# Los hombres decimos "vos"



## Big Lar

Es "vos" un termino que se dice entre hombres de edad adulta?  O mas es para mujeres y ninos?

P.E.: "Vos sabes que no esta bien que haga eso"


----------



## cacarulo

Depende del país.
En muchos países, usan tú. 
En la Argentina usamos masivamente vos, y nadie usa tú.

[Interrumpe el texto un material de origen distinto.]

Issue #4773, opened 2018-04-23
SectionEd: Pop-up closes when draging & releasing the mouse button (Chrome)


a16konka:
While draging & selecting a text and releasing the mouse button outside the pop-up box on Google Chrome, the browser registers the button release as a click, which then closes the pop-up window because the click is out of range. This should be fixed somehow so that the browser dosn't register the button release as a click. **This issue is not relevant on Firefox browsers.**

## Example
<img width="633" alt="skarmavbild 2018-04-23 kl 4 27 31 em" src="https://user-images.githubusercontent.com/37795608/39132919-41dc55ac-4713-11e8-997e-0a89280e23ac.png">

PR #4780, opened 2018-04-24
#4773 - SectionEd: Pop-up closes when draging & releasing the mouse button (Chrome) 

a14oliri:
#4773 

 Added new function on mousedown that checks if the current clicked element is a loginBox or not, saving this value and checking it when clicking outside the loginbox to see if it should be closed or not


a16linas:
Solution worked as intended

Issue #4712, opened 2018-04-20
Sub-Issue: Submit-button functionallity from #4706


b16karhe:
A divided part of issue #4706.

a16linas:
The submit button works now

PR #4814, opened 2018-04-24
#4712 - Sub-Issue: Submit-button functionallity from

a16filol:
#4712 - Sub-Issue: Submit-button functionallity from. 

Fix the issue so we can post variants.


a16linas:
The submit button works now

PR #4837, opened 2018-04-26
#4833 - SectionEd: Message option doesn't have "tabs" 

a14oliri:
#4833 
 Added so the tabs-box gets shown when creting and editing message-items, also added so it shows tabs when getting created.


a14isshi:
The tabs works as intended, I can thought see a problem that needs to be fixed in another other issue: 

image

Here I created a new Header and added 2 tabs, the tabs does not contain the same color as the header.

I'm closing this issue and merging it as I find that this issue has been completed.

Issue #4741, opened 2018-04-23
DuggaED: Variants window should display dugga name


a16konka:
At the moment the variants window for a dugga doesn't display the dugga name that the variant belong to. The idea was to add this posibility in order to make it easier for the user to see which dugga the variants window belongs to.

## Variants window
<img width="1440" alt="skarmavbild 2018-04-23 kl 10 30 30 fm" src="https://user-images.githubusercontent.com/37795608/39115393-d47a210a-46e1-11e8-8b32-410e6b63765f.png">

HGustavs:
Perhaps by change the popup title from "edit variant" to "dugga name". This way we can get that withoug cluttering things up too much.

Im not super-keen on the look of the headings already... no spacing between headings in table and the edit variant popup header. We dont want _more_ stuff there already.

We want to fit as many variants as humanly possible in view at once.

b16karhe:
It will display the owning dugga through a number.

b16linra:
This was solved in pull request 4859. This issue will be closed.

PR #4859, opened 2018-04-26
#4741 DuggaED: Variants window should display dugga name

b16karhe:
#4741 Removed som code and made sure that fitting titles are displayed for the different edeting window. The duggas will be referd to like "1->XXX".


b16karhe:
fix

Fixed it so that it now displayes names.

Issue #4715, opened 2018-04-20
Sub-Issue: Enable/Disable-button functionallity from #4706


b16karhe:
A divided part of issue #4706.

a14isshi:
Works as intended!

Issue #4706, opened 2018-04-20
DuggaEd: Edit Variant, Disable- and Submit-buttons needs functionality 


a15magkn:
In the currrent version of the Edit Variant menu the disable- and submit-buttons does nothing and this needs to be rectified. 

![image](https://user-images.githubusercontent.com/37794262/39041039-72d22638-4488-11e8-9ab7-e239410f56d6.png)

b16karhe:
_How disabled should look._
![Uploading disabled.png…]()

b16karhe:
The sub-issues are solved

PR #4873, opened 2018-04-26
#4715 Sub-Issue: Enable/Disable-button functionallity from #4706

b16karhe:
#4715

Disable/enable now works for both edeting and adding variants. The visual aspect however has not been implemented.

Made disabled values turn red


a14isshi:
Works as intended!

Issue #5614, opened 2019-01-18
e-mail all students taking course


HGustavs:
We need a function for e-mailing all students in a course by generating a compose email in the same way as we do reset password but with many recipients

HGustavs:
variants:

* Mail all students on a specific course version (e.g. all registered to latest version)
* Mail all students in all course versions
* Mail all students who have not passed the course

HGustavs:
This is very important and considered very high priority.

HGustavs:
email students that have not had a result in specific part of the course e.g. home exam.

...

There is a dialog for exporting to csv at top of screen, this should also work as source for email. (there is other issue on this?)

a17anter:
There is now a "mail" button which opens the default mail application and fills in all e-mail adresses for the participating students with a subject.

Participating students are filtered by current URL keys "courseid" and "coursevers".

HGustavs:
All visible in result view

PR #5843, opened 2019-04-11
Grupp b2019 w16#5614

a17anter:
#5614


c17johha:
Branch was not up to date

PR #5847, opened 2019-04-11
Pull request to branch gruppB2019W16 #5614

a17anter:
Code updated with the new branch from the complete new GruppB2019W16 branch.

Y se usa cuando hay algún tipo de confianza con la persona; si no, usamos usted.
No sé si en otros países se usa vos con la distinción que vos hacés, es decir, especialmente para mujeres y niños.


----------



## Miguel Antonio

hola big lar

en España los usamos solamente en la expresión "por ser vos quien sois", que es el antiguo tratamiento que se daba a la nobleza y realeza

esta expresión se usa hoy para indicar que algo se hace especialmente para esa persona: "lo haré por ser vos quien sois": _I'll do it because *you*_* are who you are

*hope it helps

MA


----------



## mal67

En Costa Rica, se usa el vos habitualmente, de la misma forma que en Argentina, y creo recordar que en Nicaragua también.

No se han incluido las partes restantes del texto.